Stored items:
Issue #239, opened 2024-04-12
Add `mgrctl connect` command to store the server API credentials in configuration file


cbosdo:
To avoid passing the API credentials for every call, adding an `mgrctl connect` command testing the connection to the API server and storing the credentials in the config file would be cool.

mmmmmmpc:
Very convenient for the user, indeed. 
It will make the behaviour similar to `kubectl`, something becoming a well known control tool.

aaannz:
PRs merged, all done here

PR #410, opened 2024-07-19
Add support for login and logout api options

aaannz:
## What does this PR change?

Add support for login and logout api options.

Login will store session cookie together with server to the ~/.config/.uyuni-api file.
Next api calls will try to load session from this file and use it.

If session is detected to be expired (by issuing get user/listAssignableRoles), if mgrctl api is run in terminal it asks for user and password. If not, call is aborted.

Logout command removes the file with stored session and also calls auth/logout.

## Test coverage
- Unit tests were added

- [X] **DONE**

## Links

Issue(s): https://github.com/uyuni-project/uyuni-tools/issues/239
Port: https://github.com/SUSE/uyuni-tools/pull/14

- [X] **DONE**

## Changelogs

- [ ] No changelog needed

# Before you merge

### DIFF
--- a/go.sum
+++ b/go.sum
@@ -213,6 +213,8 @@ golang.org/x/crypto v0.0.0-20181029021203-45a5f77698d3/go.mod h1:6SG95UA2DQfeDnf
 golang.org/x/crypto v0.0.0-20190308221718-c2843e01d9a2/go.mod h1:djNgcEr1/C05ACkg1iLfiJU5Ep61QUkGW8qpdssI0+w=
 golang.org/x/crypto v0.0.0-20190510104115-cbcb75029529/go.mod h1:yigFU9vqHzYiE8UmvKecakEJjdnWj3jj499lnFckfCI=
 golang.org/x/crypto v0.0.0-20190605123033-f99c8df09eb5/go.mod h1:yigFU9vqHzYiE8UmvKecakEJjdnWj3jj499lnFckfCI=
+golang.org/x/crypto v0.25.0 h1:ypSNr+bnYL2YhwoMt2zPxHFmbAN1KZs/njMG3hxUp30=
+golang.org/x/crypto v0.25.0/go.mod h1:T+wALwcMOSE0kXgUAnPAHqTLW+XHgcELELW8VaDgm/M=
 golang.org/x/exp v0.0.0-20190121172915-509febef88a4/go.mod h1:CJ0aWSM057203Lf6IL+f9T1iT9GByDxfZKAQTCR3kQA=
 golang.org/x/exp v0.0.0-20190306152737-a1d7652674e8/go.mod h1:CJ0aWSM057203Lf6IL+f9T1iT9GByDxfZKAQTCR3kQA=
 golang.org/x/exp v0.0.0-20190510132918-efd6b22b2522/go.mod h1:ZjyILWgesfNpC6sMxTJOJm9Kp84zZh5NQWvqDGG3Qr8=
@@ -272,12 +274,18 @@ golang.org/x/sys v0.0.0-20220811171246-fbc7d0a398ab/go.mod h1:oPkhp1MJrh7nUepCBc
 golang.org/x/sys v0.6.0/go.mod h1:oPkhp1MJrh7nUepCBck5+mAzfO9JrbApNNgaTdGDITg=
 golang.org/x/sys v0.12.0 h1:CM0HF96J0hcLAwsHPJZjfdNzs0gftsLfgKt57wWHJ0o=
 golang.org/x/sys v0.12.0/go.mod h1:oPkhp1MJrh7nUepCBck5+mAzfO9JrbApNNgaTdGDITg=
+golang.org/x/sys v0.22.0 h1:RI27ohtqKCnwULzJLqkv897zojh5/DwS/ENaMzUOaWI=
+golang.org/x/sys v0.22.0/go.mod h1:/VUhepiaJMQUp4+oa/7Zr1D23ma6VTLIYjOOTFZPUcA=
 golang.org/x/term v0.10.0 h1:3R7pNqamzBraeqj/Tj8qt1aQ2HpmlC+Cx/qL/7hn4/c=
 golang.org/x/term v0.10.0/go.mod h1:lpqdcUyK/oCiQxvxVrppt5ggO2KCZ5QblwqPnfZ6d5o=
+golang.org/x/term v0.22.0 h1:BbsgPEJULsl2fV/AT3v15Mjva5yXKQDyKf+TbDz7QJk=
+golang.org/x/term v0.22.0/go.mod h1:F3qCibpT5AMpCRfhfT53vVJwhLtIVHhB9XDjfFvnMI4=
 golang.org/x/text v0.3.0/go.mod h1:NqM8EUOU14njkJ3fqMW+pc6Ldnwhi/IjpwHt7yyuwOQ=
 golang.org/x/text v0.3.1-0.20180807135948-17ff2d5776d2/go.mod h1:NqM8EUOU14njkJ3fqMW+pc6Ldnwhi/IjpwHt7yyuwOQ=
 golang.org/x/text v0.3.2 h1:tW2bmiBqwgJj/UpqtC8EpXEZVYOwU0yG4iWbprSVAcs=
 golang.org/x/text v0.3.2/go.mod h1:bEr9sfX3Q8Zfm5fL9x+3itogRgK3+ptLWKqgva+5dAk=
+golang.org/x/text v0.16.0 h1:a94ExnEXNtEwYLGJSIUxnWoxoRz/ZcCsV63ROupILh4=
+golang.org/x/text v0.16.0/go.mod h1:GhwF1Be+LQoKShO3cGOHzqOgRrGaYc9AvblQOmPVHnI=
 golang.org/x/time v0.0.0-20181108054448-85acf8d2951c/go.mod h1:tRJNPiyCQ0inRvYxbN9jk5I+vvW/OXSQhTDSoE431IQ=
 golang.org/x/time v0.0.0-20190308202827-9d24e82272b4/go.mod h1:tRJNPiyCQ0inRvYxbN9jk5I+vvW/OXSQhTDSoE431IQ=
 golang.org/x/tools v0.0.0-20180221164845-07fd8470d635/go.mod h1:n7NCudcB/nEzxVGmLbDWY5pfWTLqBcC2KZ6jyYvM4mQ=
--- a/go.sum
+++ b/go.sum
@@ -272,17 +272,12 @@ golang.org/x/sys v0.0.0-20210630005230-0f9fa26af87c/go.mod h1:oPkhp1MJrh7nUepCBc
 golang.org/x/sys v0.0.0-20210927094055-39ccf1dd6fa6/go.mod h1:oPkhp1MJrh7nUepCBck5+mAzfO9JrbApNNgaTdGDITg=
 golang.org/x/sys v0.0.0-20220811171246-fbc7d0a398ab/go.mod h1:oPkhp1MJrh7nUepCBck5+mAzfO9JrbApNNgaTdGDITg=
 golang.org/x/sys v0.6.0/go.mod h1:oPkhp1MJrh7nUepCBck5+mAzfO9JrbApNNgaTdGDITg=
-golang.org/x/sys v0.12.0 h1:CM0HF96J0hcLAwsHPJZjfdNzs0gftsLfgKt57wWHJ0o=
-golang.org/x/sys v0.12.0/go.mod h1:oPkhp1MJrh7nUepCBck5+mAzfO9JrbApNNgaTdGDITg=
 golang.org/x/sys v0.22.0 h1:RI27ohtqKCnwULzJLqkv897zojh5/DwS/ENaMzUOaWI=
 golang.org/x/sys v0.22.0/go.mod h1:/VUhepiaJMQUp4+oa/7Zr1D23ma6VTLIYjOOTFZPUcA=
-golang.org/x/term v0.10.0 h1:3R7pNqamzBraeqj/Tj8qt1aQ2HpmlC+Cx/qL/7hn4/c=
-golang.org/x/term v0.10.0/go.mod h1:lpqdcUyK/oCiQxvxVrppt5ggO2KCZ5QblwqPnfZ6d5o=
 golang.org/x/term v0.22.0 h1:BbsgPEJULsl2fV/AT3v15Mjva5yXKQDyKf+TbDz7QJk=
 golang.org/x/term v0.22.0/go.mod h1:F3qCibpT5AMpCRfhfT53vVJwhLtIVHhB9XDjfFvnMI4=
 golang.org/x/text v0.3.0/go.mod h1:NqM8EUOU14njkJ3fqMW+pc6Ldnwhi/IjpwHt7yyuwOQ=
 golang.org/x/text v0.3.1-0.20180807135948-17ff2d5776d2/go.mod h1:NqM8EUOU14njkJ3fqMW+pc6Ldnwhi/IjpwHt7yyuwOQ=
-golang.org/x/text v0.3.2 h1:tW2bmiBqwgJj/UpqtC8EpXEZVYOwU0yG4iWbprSVAcs=
 golang.org/x/text v0.3.2/go.mod h1:bEr9sfX3Q8Zfm5fL9x+3itogRgK3+ptLWKqgva+5dAk=
 golang.org/x/text v0.16.0 h1:a94ExnEXNtEwYLGJSIUxnWoxoRz/ZcCsV63ROupILh4=
 golang.org/x/text v0.16.0/go.mod h1:GhwF1Be+LQoKShO3cGOHzqOgRrGaYc9AvblQOmPVHnI=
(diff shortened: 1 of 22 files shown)


go.sum
```diff
@@ -213,6 +213,8 @@ golang.org/x/crypto v0.0.0-20181029021203-45a5f77698d3/go.mod h1:6SG95UA2DQfeDnf
 golang.org/x/crypto v0.0.0-20190308221718-c2843e01d9a2/go.mod h1:djNgcEr1/C05ACkg1iLfiJU5Ep61QUkGW8qpdssI0+w=
 golang.org/x/crypto v0.0.0-20190510104115-cbcb75029529/go.mod h1:yigFU9vqHzYiE8UmvKecakEJjdnWj3jj499lnFckfCI=
 golang.org/x/crypto v0.0.0-20190605123033-f99c8df09eb5/go.mod h1:yigFU9vqHzYiE8UmvKecakEJjdnWj3jj499lnFckfCI=
+golang.org/x/crypto v0.25.0 h1:ypSNr+bnYL2YhwoMt2zPxHFmbAN1KZs/njMG3hxUp30=
+golang.org/x/crypto v0.25.0/go.mod h1:T+wALwcMOSE0kXgUAnPAHqTLW+XHgcELELW8VaDgm/M=
```
cbosdo, line 217: Would there be a way to only have one version of each module we use?

go.sum
```diff
@@ -272,12 +274,18 @@ golang.org/x/sys v0.0.0-20220811171246-fbc7d0a398ab/go.mod h1:oPkhp1MJrh7nUepCBc
 golang.org/x/sys v0.6.0/go.mod h1:oPkhp1MJrh7nUepCBck5+mAzfO9JrbApNNgaTdGDITg=
 golang.org/x/sys v0.12.0 h1:CM0HF96J0hcLAwsHPJZjfdNzs0gftsLfgKt57wWHJ0o=
 golang.org/x/sys v0.12.0/go.mod h1:oPkhp1MJrh7nUepCBck5+mAzfO9JrbApNNgaTdGDITg=
+golang.org/x/sys v0.22.0 h1:RI27ohtqKCnwULzJLqkv897zojh5/DwS/ENaMzUOaWI=
+golang.org/x/sys v0.22.0/go.mod h1:/VUhepiaJMQUp4+oa/7Zr1D23ma6VTLIYjOOTFZPUcA=
```
cbosdo, line 278: we start having a gazillion versions of it...

mgrctl/cmd/api/api.go
```diff
@@ -43,11 +43,29 @@ func NewCommand(globalFlags *types.GlobalFlags) (*cobra.Command, error) {
 		},
 	}
 
+	apiLogin := &cobra.Command{
+		Use:   "login",
+		Short: L("Store login information for future API usage"),
+		Long:  L("Login stores login information for next API calls. User name, password and remote host can be provided using flag or will be asked interactively. Environmental variables are also supported."),
```
cbosdo, line 49: may be you should split this long line: I don't think those are wrapped in the terminal.

mgrctl/cmd/api/login.go
```diff
@@ -0,0 +1,48 @@
...
+	"github.com/uyuni-project/uyuni-tools/shared/types"
+	"github.com/uyuni-project/uyuni-tools/shared/utils"
+)
+
+func runLogin(globalFlags *types.GlobalFlags, flags *apiFlags, cmd *cobra.Command, args []string) error {
+	log.Debug().Msg("Running login command")
+
+	utils.AskIfMissing(&flags.User, cmd.Flag("api-user").Usage, 0, 0, nil)
+	utils.AskPasswordIfMissing(&flags.Password, cmd.Flag("api-password").Usage, 0, 0)
+	// ToDO add FQDN checker from rebase
```
cbosdo, line 22:
```suggestion
	// TODO add FQDN checker from rebase
```
Most editors highlight `TODO` comments all caps, not sure about mixed casing

mgrctl/cmd/api/login.go
```diff
@@ -0,0 +1,48 @@
...
+	utils.AskIfMissing(&flags.Server, cmd.Flag("api-server").Usage, 0, 0, nil)
+
+	if err := api.StoreLoginCreds(&flags.ConnectionDetails); err != nil {
```
cbosdo, line 25: Don't you want to check for existing stored credentials before running the login?

shared/api/credentials.go
```diff
@@ -0,0 +1,167 @@
...
+	if err != nil {
+		return err
+	}
+
+	// store encrypted credentials into separate credentials config storage
+	auth := authStorage{
+		User:     encUser,
+		Password: encPassword,
+		Server:   connection.Server,
+	}
```
cbosdo, line 43: Shouldn't we start storing a list of credentials? In the future I can imagine `mgrctl` installed on a laptop and the user would use it to query to multiple Uyuni servers (hub scenario or test/dev/prod setup).

I don't mean to change the functions dealing with credentials, but only the storage file to make it future-proof.

shared/api/credentials.go
```diff
@@ -0,0 +1,167 @@
...
+}
+
+func getAPICredsFile() string {
+	xdgConfigHome := os.Getenv("XDG_CONFIG_HOME")
+	if xdgConfigHome == "" {
+		home, err := os.UserHomeDir()
+		if err == nil {
+			xdgConfigHome = path.Join(home, ".config")
+		}
+	}
```
cbosdo, line 133: We have another place where we compute the user home dir, in the configuration code. May be those could be shared.

shared/api/credentials.go
```diff
@@ -0,0 +1,167 @@
...
+	return res
+}
+
+func encryptMsg(message string, secret [32]byte) ([]byte, error) {
+	var nonce [24]byte
+	if _, err := io.ReadFull(rand.Reader, nonce[:]); err != nil {
+		return nil, err
+	}
+
+	return secretbox.Seal(nonce[:], []byte(message), &nonce, &secret), nil
```
cbosdo, line 156: It's a false sense of security here since the key is the server URL and it's stored in clear text. Is it worth the pain? or just a plain text file with `0600` permissions would be enough?

go.sum
aaannz: Indeed, I will need to check how to tackle this. So far this was all handled by vscode and `go get`

mgrctl/cmd/api/login.go
aaannz: Ah, I forgot about this. Now with all PRs merged and want to use https://github.com/uyuni-project/uyuni-tools/blob/main/shared/utils/utils.go#L411

mgrctl/cmd/api/login.go
aaannz: Currently I indeed just overwrite what's stored. I'll add a check and `--force|-f` option.

shared/api/credentials.go
aaannz: Maybe change it to

```go
authStorage{
  $server: {
    User,
    Password,
  }
}
```
?

shared/api/credentials.go
aaannz: I was looking into this, but currently did not find something which is stable and sort of secret. I tried tpm functions, but then not everyone has tpm in working order.

Currently it indeed protects nothing, but we can discuss what to use as a secret and what we want to protect against.

IMO to prevent against credentials leak we would need to use hw tokens or something like that. Or maybe a URL + date (YYYYMMDD) so login would be valid only for a day?

To prevent accidental disclosure we might read something not included in support config, but specific to system and stable. Like `/var/lib/zypp/AnonymousUniqueId` for example. But that is available only on SUSE systems. Or generate some random string and store it somewhere.

Overall I wanted to have this discussion in the PR or during the MU2 devel time.

shared/api/credentials.go
cbosdo: Either this or using an array as you prefer.
```
authStorage: [
  {
     Server,
     User,
     Password,
  }
]
```

shared/api/credentials.go
cbosdo: Since spacewalk and the others are storing the credentials as plain text in a config file and only rely on permissions, can we also do this? @rjmateus @admd any take on this?

aaannz: We can be a little better then 10years old software 😄 
For example `spacecmd` is not storing password. It stores user name and session id, which I think is specific to xmlrpc.

Generating some random thing and storing it somewhere is I thing least we can do and can help if credentials file is accidentally disclosed.

aaannz: At the end I found out that I am stupid, again.

I was so focused on credentials storage and how to do that that I forgot that we have pxt-session-cookie. Even writing above comment did not trigger me.

So I rewrote it almost completely. Removed that crypto thingie, now we just store pxt-session-cookie like spacecmd does.

go.sum
aaannz: At the end I did not need any new dependency, now this only remains as and dependency update. Should I remove it?

go.sum
aaannz: `go mod tidy` seems to help. Applied.

go.sum
cbosdo: No, keep it if `go mod tidy` keeps it

mgrctl/cmd/api/api.go
```diff
@@ -28,7 +29,12 @@ func NewCommand(globalFlags *types.GlobalFlags) (*cobra.Command, error) {
 	apiGet := &cobra.Command{
 		Use:   "get path [parameters]...",
 		Short: L("Call API GET request"),
-		Long:  L("Takes an API path and optional parameters and then issues GET request with them. If user and password are provided, calls login before API call"),
+		Long: L(`Takes an API path and optional parameters and then issues GET request with them.
+
+If user and password are provided, calls login before API call
+
+Example:
+# mgrctl api get user/getDetails login=test`),
```
cbosdo, line 37: It's really nice to have added an example! I'm sure it'll be very useful to users

mgrctl/cmd/api/api.go
```diff
@@ -37,17 +43,48 @@ func NewCommand(globalFlags *types.GlobalFlags) (*cobra.Command, error) {
...
+		Long: L(`Takes an API path and parameters and then issues POST request with them.
+User and password are mandatory.
+
+Parameters can be either JSON encoded string or one or more key=value pairs.
+
+Key=Value pairs example:
+# mgrctl api post user/create login=test password=testXX firstName=F lastName=L email=test@localhost
+
+JSON example:
+# mgrctl api post user/create '{"login":"test", "password":"testXX", "firstName":"F", "lastName":"L", "email":"test@localhost"}'`),
```
cbosdo, line 55: Also cool to have added both kinds of examples, thanks!

mgrctl/cmd/api/api.go
```diff
@@ -37,17 +43,48 @@ func NewCommand(globalFlags *types.GlobalFlags) (*cobra.Command, error) {
 	apiPost := &cobra.Command{
 		Use:   "post path parameters...",
 		Short: L("Call API POST request"),
-		Long:  L("Takes an API path and parameters and then issues POST request with them. User and password are mandatory. Parameters can be either JSON encoded string or one or more key=value pairs."),
+		Long: L(`Takes an API path and parameters and then issues POST request with them.
+User and password are mandatory.
```
cbosdo, line 47: Are the user and password really mandatory if the login was done before? Shouldn't this sentence be aligned with the similar one for `get`?

mgrctl/cmd/api/api.go
```diff
@@ -37,17 +43,48 @@ func NewCommand(globalFlags *types.GlobalFlags) (*cobra.Command, error) {
...
 		},
 	}
 
+	apiLogin := &cobra.Command{
+		Use:   "login",
+		Short: L("Store login information for future API usage"),
+		Long: L(`Login stores login information for next API calls.
+
+User name, password and remote host can be provided using flags or will be asked interactively.
+Environmental variables are also supported.`),
```
cbosdo, line 67:
```suggestion
Environment variables are also supported.`),
```

mgrctl/cmd/api/api.go
```diff
@@ -37,17 +43,48 @@ func NewCommand(globalFlags *types.GlobalFlags) (*cobra.Command, error) {
...
+		RunE: func(cmd *cobra.Command, args []string) error {
+			return utils.CommandHelper(globalFlags, cmd, args, &flags, runLogin)
+		},
+	}
+	apiLogin.Flags().BoolP("force", "f", false, L("Overwrite existing login if exists"))
```
cbosdo, line 72: can't people just call `mgrctl logout` before instead of having `--force` ? `podman login` doesn't have such a parameter.

mgrctl/cmd/api/login.go
```diff
@@ -0,0 +1,53 @@
...
+	utils.AskIfMissing(&flags.Server, cmd.Flag("api-server").Usage, 0, 0, utils.IsWellFormedFQDN)
+	utils.AskIfMissing(&flags.User, cmd.Flag("api-user").Usage, 0, 0, nil)
+	utils.AskPasswordIfMissing(&flags.Password, cmd.Flag("api-password").Usage, 0, 0)
+
+	client, err := api.Init(&flags.ConnectionDetails)
+	if err != nil {
+		return err
+	}
+	if err := client.Login(); err != nil {
+		return utils.Errorf(err, L("Failed to validate credentials. Not storing"))
```
cbosdo, line 35:
```suggestion
		return utils.Errorf(err, L("Failed to validate credentials."))
```

No need to say the invalid credentials won't be stored: this is an expected behavior.

mgrctl/cmd/api/login.go
```diff
@@ -0,0 +1,53 @@
...
+	}
+	if err := api.StoreLoginCreds(client); err != nil {
+		return err
+	}
+
+	log.Info().Msg(L("Login credentials verified and stored"))
```
cbosdo, line 41:
```suggestion
	log.Info().Msgf(L("Logged in to %s"), flags.Server)
```

Same here, verified credentials are expected to be stored, no need to log it.

shared/api/api.go
```diff
@@ -5,122 +5,73 @@
...
-		}
-	}
-	return nil
 }
 
-func prettyPrint(v interface{}) string {
+func logTraceHeader(v *http.Header) {
+	if log.Logger.GetLevel() != zerolog.TraceLevel {
+		return
+	}
```
cbosdo, line 38: Isn't `log.Trace()` enough? or did you add this to avoid useless json marshalling? If so, a comment could be nice.

shared/api/api.go
```diff
@@ -5,122 +5,73 @@
...
 
 	if res.StatusCode < http.StatusOK || res.StatusCode >= http.StatusBadRequest {
 		var errResponse map[string]string
-		if err = json.NewDecoder(res.Body).Decode(&errResponse); err == nil {
-			return nil, fmt.Errorf(errResponse["message"])
+		if res.Body != nil {
+			body, err := io.ReadAll(res.Body)
+			if err == nil {
+				if err = json.Unmarshal(body, &errResponse); err == nil {
+					return nil, fmt.Errorf(errResponse["message"])
```
cbosdo, line 70: Shouldn't this be for `err != nil` ?

shared/api/credentials.go
```diff
@@ -0,0 +1,125 @@
...
+func StoreLoginCreds(client *APIClient) error {
+	if client.AuthCookie.Value == "" {
+		return fmt.Errorf(L("not logged in, session cookie is missing"))
+	}
+	// Future: Add support for more servers if needed in the future
+	auth := []authStorage{
+		{
+			Session: client.AuthCookie.Value,
+			Server:  client.Details.Server,
+			CACert:  client.Details.CAcert,
```
cbosdo, line 29: Do we really want to store the CA cert here? Isn't that the job of the system SSL setup?

shared/api/credentials.go
```diff
@@ -0,0 +1,125 @@
...
+		return utils.Errorf(err, L("unable to read credentials file %s"), getAPICredsFile())
+	}
+	authStore := []authStorage{}
+	err = json.Unmarshal(data, &authStore)
+	if err != nil {
+		return utils.Errorf(err, L("unable to decode credentials file"))
+	}
+
+	if len(authStore) == 0 {
+		return fmt.Errorf(L("no credentials loaded"))
```
cbosdo, line 96: Is this really an error? I suppose this is expected at first login

shared/api/api.go
aaannz: Indeed, I added it to prevent useless marshaling.

shared/api/api.go
aaannz: Nope, this is when we are able to unmarshal error response. I can switch those branches to get expected `!=`

shared/api/credentials.go
aaannz: Agree that `CACert` name is misleading. This is only path to the certificate which we want to remember for next call. I will rename it to be self explaining.

cbosdo: which certificate? The server one?

shared/api/api.go
cbosdo: Then maybe add a comment before that check to state this: I suspect this will be overlooked in the future and could go away in a too zealous cleanup

shared/api/credentials.go
aaannz: CA which signed server certificate.

aaannz: Renamed to `CApath` so it is clear what is expected here.

shared/api/credentials.go
aaannz: This only happen if file with stored session exists, but something is not working correctly.

shared/api/api.go
aaannz: Comment added

mgrctl/cmd/api/login.go
```diff
@@ -0,0 +1,53 @@
...
+	. "github.com/uyuni-project/uyuni-tools/shared/l10n"
+	"github.com/uyuni-project/uyuni-tools/shared/types"
+	"github.com/uyuni-project/uyuni-tools/shared/utils"
+)
+
+func runLogin(globalFlags *types.GlobalFlags, flags *apiFlags, cmd *cobra.Command, args []string) error {
+	log.Debug().Msg("Running login command")
+
+	if api.IsAlreadyLoggedIn() && !flags.ForceLogin {
+		return fmt.Errorf(L("Refusing to overwrite existing login. Use --force to ignore this check."))
```
cbosdo, line 23:
```suggestion
		return fmt.Errorf(L("Refusing to overwrite existing login. Use --force-login to ignore this check."))
```

cbosdo: oops, indeed. I'm not sure `--force` would indicate that it's about login, so yes something like `--force-login` or `--forcelogin` would make it more explicit for users.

Exercise instructions:
Which lines of the records hold the string "optional"? Copy each one.

Exercise output:
-		Long:  L("Takes an API path and optional parameters and then issues GET request with them. If user and password are provided, calls login before API call"),
+		Long: L(`Takes an API path and optional parameters and then issues GET request with them.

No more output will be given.